◆ PROBLEM
Nothing but the lines from the start of the entries through the line containing "An explanation of" should appear in the answer, each given exactly.

[Stored data]
▬▬▬

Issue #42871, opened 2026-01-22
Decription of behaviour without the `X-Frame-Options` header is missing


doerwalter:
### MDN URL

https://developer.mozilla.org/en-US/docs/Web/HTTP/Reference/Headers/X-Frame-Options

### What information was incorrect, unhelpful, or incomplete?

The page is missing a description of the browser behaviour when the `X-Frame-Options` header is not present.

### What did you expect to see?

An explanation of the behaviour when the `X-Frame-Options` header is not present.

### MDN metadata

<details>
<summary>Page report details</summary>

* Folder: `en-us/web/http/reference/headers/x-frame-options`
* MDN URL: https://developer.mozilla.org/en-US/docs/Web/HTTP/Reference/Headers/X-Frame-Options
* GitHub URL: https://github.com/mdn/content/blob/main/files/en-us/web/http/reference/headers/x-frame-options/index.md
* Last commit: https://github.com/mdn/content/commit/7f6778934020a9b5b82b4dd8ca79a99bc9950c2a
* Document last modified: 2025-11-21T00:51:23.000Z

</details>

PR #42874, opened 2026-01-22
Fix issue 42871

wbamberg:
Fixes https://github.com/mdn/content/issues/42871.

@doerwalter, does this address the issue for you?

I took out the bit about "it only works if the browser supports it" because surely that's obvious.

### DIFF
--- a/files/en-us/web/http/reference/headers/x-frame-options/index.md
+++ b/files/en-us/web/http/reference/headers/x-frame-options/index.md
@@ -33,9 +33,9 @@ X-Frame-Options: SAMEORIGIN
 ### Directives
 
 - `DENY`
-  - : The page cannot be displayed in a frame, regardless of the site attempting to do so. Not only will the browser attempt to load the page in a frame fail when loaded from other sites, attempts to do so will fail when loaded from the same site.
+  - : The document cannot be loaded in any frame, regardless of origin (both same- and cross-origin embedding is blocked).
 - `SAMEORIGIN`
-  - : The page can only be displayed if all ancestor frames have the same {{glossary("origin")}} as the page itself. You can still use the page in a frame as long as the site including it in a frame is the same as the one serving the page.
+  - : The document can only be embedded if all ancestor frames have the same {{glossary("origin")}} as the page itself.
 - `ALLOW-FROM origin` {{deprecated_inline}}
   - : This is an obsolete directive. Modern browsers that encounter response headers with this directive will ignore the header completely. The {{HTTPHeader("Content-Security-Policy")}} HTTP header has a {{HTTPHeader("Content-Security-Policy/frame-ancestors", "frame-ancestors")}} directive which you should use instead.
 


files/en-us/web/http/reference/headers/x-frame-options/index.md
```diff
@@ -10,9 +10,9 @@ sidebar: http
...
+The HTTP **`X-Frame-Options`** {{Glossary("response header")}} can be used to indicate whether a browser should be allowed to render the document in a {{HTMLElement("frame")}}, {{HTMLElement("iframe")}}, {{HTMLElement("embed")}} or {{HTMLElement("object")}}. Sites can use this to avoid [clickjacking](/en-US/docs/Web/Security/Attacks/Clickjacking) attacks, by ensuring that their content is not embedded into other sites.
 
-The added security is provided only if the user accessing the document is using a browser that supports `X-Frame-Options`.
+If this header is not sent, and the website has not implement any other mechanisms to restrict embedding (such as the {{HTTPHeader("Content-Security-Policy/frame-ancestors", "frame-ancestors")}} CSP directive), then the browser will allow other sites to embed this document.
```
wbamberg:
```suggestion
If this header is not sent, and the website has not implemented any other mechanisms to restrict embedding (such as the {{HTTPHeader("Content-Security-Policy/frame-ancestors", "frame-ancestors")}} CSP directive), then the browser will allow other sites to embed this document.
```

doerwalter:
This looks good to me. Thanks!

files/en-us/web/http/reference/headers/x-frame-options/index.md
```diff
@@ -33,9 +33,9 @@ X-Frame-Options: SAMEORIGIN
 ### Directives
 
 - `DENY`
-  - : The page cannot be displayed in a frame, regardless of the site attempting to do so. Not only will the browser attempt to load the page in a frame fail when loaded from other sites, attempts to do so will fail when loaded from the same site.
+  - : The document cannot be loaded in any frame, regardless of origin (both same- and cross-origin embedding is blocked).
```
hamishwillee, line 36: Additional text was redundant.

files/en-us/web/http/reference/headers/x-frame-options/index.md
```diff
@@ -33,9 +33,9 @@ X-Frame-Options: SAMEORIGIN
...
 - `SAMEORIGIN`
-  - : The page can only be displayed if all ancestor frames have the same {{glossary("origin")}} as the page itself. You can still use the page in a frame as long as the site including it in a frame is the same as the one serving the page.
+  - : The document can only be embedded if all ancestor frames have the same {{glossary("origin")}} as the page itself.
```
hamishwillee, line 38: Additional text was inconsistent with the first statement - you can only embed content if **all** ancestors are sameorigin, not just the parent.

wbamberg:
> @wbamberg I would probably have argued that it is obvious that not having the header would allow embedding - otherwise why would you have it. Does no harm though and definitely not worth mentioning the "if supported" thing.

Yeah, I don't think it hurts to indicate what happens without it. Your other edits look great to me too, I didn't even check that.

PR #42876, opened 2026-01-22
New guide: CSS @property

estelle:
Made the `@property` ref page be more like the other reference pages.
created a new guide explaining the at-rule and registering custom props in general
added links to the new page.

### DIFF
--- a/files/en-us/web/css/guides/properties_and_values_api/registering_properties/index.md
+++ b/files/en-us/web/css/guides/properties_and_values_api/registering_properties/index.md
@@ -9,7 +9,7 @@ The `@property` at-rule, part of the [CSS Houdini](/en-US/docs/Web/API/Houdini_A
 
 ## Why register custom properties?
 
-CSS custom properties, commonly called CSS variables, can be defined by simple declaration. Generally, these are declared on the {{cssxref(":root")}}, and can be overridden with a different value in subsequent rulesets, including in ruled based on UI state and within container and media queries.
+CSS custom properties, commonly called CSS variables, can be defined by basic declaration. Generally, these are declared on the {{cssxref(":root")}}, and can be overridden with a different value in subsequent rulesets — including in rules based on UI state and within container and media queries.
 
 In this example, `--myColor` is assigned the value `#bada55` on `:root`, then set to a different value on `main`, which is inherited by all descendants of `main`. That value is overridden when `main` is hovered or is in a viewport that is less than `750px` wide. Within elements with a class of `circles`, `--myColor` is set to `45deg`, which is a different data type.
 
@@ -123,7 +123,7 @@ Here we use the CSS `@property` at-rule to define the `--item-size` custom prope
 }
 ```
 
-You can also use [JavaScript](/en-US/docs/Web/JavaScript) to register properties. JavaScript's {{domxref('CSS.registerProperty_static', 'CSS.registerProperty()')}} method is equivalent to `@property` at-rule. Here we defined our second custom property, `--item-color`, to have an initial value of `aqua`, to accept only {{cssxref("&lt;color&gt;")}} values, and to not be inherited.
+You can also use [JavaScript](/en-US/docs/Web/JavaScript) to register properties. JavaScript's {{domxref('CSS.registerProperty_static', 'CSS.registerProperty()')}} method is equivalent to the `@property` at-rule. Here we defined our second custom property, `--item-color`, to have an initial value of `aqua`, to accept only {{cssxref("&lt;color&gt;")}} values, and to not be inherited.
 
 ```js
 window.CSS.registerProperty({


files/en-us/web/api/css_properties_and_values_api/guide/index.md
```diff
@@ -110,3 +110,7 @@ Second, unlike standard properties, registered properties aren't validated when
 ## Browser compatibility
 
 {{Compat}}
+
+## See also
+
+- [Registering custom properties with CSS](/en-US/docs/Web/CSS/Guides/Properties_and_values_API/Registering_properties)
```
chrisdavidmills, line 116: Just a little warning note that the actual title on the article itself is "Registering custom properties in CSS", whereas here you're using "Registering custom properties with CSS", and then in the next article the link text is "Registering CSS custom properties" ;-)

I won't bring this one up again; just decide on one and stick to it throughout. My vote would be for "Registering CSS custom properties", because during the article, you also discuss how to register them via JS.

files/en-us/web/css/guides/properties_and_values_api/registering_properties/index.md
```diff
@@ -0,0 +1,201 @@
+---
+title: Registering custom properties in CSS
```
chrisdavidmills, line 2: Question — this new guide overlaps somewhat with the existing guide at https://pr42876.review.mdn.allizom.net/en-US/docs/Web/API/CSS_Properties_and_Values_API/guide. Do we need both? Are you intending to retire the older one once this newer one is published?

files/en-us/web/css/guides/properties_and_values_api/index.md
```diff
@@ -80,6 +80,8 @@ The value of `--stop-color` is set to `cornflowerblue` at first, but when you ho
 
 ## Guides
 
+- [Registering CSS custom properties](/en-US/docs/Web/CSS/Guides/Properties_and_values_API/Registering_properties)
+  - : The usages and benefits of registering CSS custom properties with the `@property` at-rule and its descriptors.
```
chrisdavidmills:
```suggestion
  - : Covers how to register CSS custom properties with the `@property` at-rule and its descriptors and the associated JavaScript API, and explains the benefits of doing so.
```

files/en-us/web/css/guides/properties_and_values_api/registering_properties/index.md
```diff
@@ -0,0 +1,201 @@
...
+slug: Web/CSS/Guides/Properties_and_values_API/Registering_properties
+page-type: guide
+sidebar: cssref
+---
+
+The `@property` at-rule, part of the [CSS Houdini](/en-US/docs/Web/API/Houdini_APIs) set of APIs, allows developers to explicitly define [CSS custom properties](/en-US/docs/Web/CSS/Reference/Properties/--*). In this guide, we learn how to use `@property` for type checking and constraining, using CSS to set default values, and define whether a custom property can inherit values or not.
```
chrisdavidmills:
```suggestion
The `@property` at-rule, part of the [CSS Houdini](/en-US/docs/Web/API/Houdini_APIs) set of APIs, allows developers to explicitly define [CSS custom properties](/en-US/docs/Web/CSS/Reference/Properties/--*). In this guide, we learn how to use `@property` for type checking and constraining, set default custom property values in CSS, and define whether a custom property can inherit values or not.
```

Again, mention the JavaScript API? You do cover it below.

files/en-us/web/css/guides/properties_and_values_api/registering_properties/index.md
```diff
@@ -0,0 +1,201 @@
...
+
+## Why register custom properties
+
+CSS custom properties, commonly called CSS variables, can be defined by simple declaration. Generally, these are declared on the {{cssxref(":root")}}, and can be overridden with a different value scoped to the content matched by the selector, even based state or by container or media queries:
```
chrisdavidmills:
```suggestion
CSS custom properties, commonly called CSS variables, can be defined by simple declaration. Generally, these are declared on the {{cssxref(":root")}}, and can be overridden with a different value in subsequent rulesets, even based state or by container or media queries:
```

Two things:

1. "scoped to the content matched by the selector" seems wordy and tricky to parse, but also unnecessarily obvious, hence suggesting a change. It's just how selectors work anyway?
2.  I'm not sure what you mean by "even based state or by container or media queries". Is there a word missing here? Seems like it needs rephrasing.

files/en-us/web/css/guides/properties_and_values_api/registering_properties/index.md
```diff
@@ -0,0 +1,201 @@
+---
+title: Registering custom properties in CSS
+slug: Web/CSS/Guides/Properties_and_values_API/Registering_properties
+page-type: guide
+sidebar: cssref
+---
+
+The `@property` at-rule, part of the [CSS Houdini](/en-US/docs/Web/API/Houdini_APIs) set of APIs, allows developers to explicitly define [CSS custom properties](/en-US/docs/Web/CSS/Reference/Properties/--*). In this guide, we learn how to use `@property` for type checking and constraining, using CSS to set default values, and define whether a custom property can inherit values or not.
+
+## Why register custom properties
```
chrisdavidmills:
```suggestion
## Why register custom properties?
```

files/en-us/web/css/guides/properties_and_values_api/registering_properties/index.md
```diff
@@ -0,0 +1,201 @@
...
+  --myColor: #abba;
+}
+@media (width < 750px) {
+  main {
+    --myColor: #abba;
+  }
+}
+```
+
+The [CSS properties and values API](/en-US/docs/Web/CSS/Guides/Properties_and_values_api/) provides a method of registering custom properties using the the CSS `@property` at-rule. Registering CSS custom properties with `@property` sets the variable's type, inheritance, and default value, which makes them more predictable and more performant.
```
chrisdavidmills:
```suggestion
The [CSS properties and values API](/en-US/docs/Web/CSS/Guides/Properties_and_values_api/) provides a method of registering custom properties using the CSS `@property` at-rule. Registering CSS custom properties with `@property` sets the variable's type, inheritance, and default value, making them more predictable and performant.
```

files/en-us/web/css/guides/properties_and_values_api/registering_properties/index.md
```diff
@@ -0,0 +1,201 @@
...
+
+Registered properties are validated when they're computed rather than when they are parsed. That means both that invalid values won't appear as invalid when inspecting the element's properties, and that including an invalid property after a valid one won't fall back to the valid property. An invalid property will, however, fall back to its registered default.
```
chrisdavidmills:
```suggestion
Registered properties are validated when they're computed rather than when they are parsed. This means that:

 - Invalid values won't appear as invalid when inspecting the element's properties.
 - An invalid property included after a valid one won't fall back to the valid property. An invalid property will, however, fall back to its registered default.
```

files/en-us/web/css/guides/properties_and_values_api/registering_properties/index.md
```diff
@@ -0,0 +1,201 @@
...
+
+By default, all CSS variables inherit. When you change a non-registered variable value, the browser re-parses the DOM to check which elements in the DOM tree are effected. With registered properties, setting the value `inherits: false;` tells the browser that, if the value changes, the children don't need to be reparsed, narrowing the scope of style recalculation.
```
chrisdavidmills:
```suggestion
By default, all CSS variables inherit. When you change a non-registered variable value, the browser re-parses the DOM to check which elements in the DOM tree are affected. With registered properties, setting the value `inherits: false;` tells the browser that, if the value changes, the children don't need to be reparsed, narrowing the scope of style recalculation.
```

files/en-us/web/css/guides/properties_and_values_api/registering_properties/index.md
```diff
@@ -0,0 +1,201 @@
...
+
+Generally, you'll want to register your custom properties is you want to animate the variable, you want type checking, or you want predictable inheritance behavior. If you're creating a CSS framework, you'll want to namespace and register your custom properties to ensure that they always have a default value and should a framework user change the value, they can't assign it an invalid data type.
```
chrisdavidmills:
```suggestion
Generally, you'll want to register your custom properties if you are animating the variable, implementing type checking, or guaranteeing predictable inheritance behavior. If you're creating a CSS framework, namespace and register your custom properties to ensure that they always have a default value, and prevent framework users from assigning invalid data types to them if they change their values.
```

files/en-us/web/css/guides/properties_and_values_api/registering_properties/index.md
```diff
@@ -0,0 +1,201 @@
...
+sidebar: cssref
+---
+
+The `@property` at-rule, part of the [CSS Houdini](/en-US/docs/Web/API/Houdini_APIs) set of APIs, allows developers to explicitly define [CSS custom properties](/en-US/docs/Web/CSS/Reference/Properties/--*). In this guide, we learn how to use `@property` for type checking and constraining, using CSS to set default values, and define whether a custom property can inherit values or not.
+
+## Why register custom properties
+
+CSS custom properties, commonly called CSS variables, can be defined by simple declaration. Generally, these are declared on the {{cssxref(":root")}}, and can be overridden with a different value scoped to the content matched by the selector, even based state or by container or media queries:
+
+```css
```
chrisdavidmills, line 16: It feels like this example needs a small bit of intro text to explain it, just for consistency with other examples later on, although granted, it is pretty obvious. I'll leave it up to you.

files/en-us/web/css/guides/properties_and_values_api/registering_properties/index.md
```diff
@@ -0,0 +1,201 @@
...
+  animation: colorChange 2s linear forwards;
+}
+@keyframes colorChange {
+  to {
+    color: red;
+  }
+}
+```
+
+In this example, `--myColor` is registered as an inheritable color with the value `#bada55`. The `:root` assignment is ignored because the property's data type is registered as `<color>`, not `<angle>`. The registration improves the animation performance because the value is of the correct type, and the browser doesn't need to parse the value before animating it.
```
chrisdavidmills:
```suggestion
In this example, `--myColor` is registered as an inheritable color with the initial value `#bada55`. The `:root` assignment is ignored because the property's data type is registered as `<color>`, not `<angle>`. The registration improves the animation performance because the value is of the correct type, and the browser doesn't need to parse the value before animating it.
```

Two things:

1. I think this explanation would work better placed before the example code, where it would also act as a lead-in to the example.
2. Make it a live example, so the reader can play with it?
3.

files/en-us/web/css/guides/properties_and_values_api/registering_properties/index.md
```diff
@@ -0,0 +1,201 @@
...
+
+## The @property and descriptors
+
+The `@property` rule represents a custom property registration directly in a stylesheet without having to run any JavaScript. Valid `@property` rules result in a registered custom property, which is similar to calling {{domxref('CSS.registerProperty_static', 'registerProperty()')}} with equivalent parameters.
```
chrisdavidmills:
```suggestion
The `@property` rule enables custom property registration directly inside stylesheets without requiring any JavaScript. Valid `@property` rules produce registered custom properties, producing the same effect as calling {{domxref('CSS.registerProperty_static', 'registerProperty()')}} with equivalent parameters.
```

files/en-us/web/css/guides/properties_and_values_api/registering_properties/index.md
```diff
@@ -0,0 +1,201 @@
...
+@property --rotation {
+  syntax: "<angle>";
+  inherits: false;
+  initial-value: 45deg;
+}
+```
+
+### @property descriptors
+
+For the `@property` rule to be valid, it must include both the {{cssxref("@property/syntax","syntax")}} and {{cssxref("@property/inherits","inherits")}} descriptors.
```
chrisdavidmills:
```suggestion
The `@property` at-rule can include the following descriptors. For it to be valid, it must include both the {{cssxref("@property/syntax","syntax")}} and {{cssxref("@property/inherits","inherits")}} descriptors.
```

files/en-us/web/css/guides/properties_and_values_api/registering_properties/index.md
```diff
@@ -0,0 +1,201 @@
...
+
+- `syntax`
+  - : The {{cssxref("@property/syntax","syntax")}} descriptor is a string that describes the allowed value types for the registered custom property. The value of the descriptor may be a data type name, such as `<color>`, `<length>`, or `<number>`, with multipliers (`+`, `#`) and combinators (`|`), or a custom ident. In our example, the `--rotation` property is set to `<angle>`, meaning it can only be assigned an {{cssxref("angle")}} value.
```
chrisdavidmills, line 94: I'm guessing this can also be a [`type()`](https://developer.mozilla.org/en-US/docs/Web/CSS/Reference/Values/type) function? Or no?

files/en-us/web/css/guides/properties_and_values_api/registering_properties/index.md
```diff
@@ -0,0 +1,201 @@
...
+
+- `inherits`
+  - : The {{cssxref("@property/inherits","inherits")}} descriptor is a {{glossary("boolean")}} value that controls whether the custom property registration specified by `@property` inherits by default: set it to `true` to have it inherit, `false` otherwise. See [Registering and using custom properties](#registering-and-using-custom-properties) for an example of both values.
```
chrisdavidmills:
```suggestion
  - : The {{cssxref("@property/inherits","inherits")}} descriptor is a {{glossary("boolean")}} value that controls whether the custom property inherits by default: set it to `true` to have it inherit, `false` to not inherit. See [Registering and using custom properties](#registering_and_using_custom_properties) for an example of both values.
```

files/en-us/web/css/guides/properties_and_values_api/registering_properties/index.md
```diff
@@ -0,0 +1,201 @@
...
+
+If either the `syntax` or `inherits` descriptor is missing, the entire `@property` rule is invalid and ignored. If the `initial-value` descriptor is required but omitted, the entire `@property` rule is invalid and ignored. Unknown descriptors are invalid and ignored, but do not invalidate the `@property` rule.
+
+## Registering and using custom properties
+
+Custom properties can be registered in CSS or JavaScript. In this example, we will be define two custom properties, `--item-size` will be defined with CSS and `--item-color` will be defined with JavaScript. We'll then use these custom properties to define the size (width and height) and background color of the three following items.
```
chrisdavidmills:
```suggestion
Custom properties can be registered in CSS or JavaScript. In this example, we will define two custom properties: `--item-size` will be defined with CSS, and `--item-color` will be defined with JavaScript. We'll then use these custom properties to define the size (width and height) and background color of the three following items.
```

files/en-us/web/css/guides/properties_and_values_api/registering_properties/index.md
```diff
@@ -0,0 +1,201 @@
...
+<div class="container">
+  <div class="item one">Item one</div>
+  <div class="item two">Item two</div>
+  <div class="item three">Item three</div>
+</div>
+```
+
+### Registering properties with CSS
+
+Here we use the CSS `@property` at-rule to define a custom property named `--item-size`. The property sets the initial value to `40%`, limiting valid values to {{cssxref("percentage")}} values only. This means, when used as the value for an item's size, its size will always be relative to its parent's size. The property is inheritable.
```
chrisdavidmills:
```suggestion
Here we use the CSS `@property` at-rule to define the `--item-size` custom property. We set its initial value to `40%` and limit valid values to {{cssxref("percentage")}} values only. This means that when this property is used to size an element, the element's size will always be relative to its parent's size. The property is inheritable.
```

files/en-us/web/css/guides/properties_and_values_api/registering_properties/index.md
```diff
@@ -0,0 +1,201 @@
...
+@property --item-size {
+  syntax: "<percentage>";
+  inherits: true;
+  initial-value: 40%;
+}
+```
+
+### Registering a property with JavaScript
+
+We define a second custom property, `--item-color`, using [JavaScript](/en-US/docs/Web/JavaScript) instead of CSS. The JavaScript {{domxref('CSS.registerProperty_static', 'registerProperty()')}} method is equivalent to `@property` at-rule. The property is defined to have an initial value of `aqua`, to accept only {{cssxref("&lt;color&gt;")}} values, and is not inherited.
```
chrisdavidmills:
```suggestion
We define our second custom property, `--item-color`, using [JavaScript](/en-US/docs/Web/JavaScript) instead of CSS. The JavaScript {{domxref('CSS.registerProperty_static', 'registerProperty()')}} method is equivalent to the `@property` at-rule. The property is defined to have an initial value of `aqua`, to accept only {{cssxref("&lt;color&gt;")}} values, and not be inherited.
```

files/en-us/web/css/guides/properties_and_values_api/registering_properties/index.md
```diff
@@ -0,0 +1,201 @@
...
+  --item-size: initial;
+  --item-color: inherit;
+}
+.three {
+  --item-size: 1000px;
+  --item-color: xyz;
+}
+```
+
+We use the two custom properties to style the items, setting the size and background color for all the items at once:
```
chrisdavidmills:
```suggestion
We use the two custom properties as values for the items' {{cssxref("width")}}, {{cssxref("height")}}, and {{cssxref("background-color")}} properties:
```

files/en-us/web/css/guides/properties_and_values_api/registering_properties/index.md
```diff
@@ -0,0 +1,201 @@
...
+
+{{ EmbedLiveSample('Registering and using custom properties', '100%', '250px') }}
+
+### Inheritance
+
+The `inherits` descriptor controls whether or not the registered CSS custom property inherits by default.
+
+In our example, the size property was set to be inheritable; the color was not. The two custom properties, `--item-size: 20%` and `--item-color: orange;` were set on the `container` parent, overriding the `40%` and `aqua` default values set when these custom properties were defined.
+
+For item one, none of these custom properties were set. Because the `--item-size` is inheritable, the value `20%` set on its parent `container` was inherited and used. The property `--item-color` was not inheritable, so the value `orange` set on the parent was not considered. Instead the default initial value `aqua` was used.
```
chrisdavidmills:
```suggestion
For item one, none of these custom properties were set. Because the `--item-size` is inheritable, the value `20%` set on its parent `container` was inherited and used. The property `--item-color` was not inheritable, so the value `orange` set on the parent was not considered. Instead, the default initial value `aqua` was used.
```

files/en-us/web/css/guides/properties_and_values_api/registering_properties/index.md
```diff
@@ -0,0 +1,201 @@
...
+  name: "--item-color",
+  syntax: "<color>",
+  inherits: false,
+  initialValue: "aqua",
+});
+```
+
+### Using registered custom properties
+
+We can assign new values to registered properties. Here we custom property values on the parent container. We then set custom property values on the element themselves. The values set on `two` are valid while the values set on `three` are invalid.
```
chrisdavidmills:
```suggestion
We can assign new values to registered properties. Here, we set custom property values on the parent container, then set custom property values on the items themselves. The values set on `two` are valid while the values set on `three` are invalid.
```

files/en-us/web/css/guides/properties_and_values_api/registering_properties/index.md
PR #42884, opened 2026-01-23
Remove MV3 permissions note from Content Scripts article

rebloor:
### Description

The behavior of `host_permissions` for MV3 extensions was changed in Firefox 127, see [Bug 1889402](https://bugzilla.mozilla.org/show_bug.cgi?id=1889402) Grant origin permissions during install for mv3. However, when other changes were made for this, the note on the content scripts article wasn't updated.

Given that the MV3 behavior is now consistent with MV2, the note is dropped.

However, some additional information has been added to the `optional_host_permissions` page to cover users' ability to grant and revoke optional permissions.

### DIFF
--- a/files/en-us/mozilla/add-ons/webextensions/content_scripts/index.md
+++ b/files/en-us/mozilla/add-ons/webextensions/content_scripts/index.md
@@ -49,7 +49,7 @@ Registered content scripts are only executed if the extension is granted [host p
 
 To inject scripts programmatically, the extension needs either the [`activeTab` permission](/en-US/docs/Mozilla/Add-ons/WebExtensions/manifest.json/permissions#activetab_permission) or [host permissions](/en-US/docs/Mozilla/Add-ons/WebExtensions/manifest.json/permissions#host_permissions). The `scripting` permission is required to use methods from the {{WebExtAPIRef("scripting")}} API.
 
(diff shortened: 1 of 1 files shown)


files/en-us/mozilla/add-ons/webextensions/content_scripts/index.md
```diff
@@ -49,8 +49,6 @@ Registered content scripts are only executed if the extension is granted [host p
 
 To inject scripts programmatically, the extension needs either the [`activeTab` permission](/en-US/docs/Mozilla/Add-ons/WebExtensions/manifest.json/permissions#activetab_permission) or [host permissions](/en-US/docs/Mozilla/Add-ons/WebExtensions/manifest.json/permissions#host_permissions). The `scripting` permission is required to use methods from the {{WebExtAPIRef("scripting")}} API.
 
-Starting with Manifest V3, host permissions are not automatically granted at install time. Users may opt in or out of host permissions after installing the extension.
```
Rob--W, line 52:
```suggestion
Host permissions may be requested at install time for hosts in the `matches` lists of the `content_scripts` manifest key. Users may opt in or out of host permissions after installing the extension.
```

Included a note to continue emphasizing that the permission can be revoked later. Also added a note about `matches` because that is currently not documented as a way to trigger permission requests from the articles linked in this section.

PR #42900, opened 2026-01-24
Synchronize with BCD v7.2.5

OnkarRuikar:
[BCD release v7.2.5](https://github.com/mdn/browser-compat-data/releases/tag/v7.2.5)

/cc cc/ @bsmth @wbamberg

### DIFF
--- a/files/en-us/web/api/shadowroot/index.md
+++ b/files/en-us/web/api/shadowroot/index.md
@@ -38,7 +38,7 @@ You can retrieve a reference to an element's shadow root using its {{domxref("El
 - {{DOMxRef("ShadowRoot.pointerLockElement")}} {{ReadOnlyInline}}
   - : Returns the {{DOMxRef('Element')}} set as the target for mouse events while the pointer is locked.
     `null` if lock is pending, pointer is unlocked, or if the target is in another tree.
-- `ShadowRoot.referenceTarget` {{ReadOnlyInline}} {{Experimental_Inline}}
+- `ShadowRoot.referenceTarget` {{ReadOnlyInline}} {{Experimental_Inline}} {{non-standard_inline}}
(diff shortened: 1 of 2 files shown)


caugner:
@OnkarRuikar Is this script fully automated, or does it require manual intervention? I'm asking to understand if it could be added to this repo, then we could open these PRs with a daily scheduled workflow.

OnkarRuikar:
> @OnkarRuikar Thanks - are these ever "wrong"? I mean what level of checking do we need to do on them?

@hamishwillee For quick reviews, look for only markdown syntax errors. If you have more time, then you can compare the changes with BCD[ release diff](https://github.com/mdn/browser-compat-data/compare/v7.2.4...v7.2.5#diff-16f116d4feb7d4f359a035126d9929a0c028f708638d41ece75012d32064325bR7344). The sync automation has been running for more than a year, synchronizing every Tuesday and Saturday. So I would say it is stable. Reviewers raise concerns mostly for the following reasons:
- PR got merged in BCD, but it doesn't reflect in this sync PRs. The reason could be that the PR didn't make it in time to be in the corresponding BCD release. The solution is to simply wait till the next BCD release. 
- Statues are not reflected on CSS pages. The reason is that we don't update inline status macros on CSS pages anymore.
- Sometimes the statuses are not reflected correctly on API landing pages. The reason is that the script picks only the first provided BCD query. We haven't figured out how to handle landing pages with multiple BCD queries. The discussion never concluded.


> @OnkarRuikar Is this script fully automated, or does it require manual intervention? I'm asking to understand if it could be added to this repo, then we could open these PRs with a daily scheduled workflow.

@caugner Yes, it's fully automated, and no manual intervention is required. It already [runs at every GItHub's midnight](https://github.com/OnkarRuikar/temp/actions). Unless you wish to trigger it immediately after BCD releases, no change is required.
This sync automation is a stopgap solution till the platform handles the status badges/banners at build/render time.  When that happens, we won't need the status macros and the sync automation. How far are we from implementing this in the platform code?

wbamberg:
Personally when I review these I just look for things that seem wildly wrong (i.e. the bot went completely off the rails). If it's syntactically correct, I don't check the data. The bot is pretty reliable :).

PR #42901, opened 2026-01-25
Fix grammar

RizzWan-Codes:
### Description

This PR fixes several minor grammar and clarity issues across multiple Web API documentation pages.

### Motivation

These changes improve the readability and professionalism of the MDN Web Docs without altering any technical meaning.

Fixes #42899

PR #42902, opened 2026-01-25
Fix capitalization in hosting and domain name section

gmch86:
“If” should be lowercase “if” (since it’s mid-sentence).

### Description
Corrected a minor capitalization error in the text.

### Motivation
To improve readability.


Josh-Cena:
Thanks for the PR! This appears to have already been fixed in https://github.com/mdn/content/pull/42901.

▬▬▬

◆ EXERCISE ANSWER
Issue #42871, opened 2026-01-22
Decription of behaviour without the `X-Frame-Options` header is missing


doerwalter:
### MDN URL

https://developer.mozilla.org/en-US/docs/Web/HTTP/Reference/Headers/X-Frame-Options

### What information was incorrect, unhelpful, or incomplete?

The page is missing a description of the browser behaviour when the `X-Frame-Options` header is not present.

### What did you expect to see?

An explanation of the behaviour when the `X-Frame-Options` header is not present.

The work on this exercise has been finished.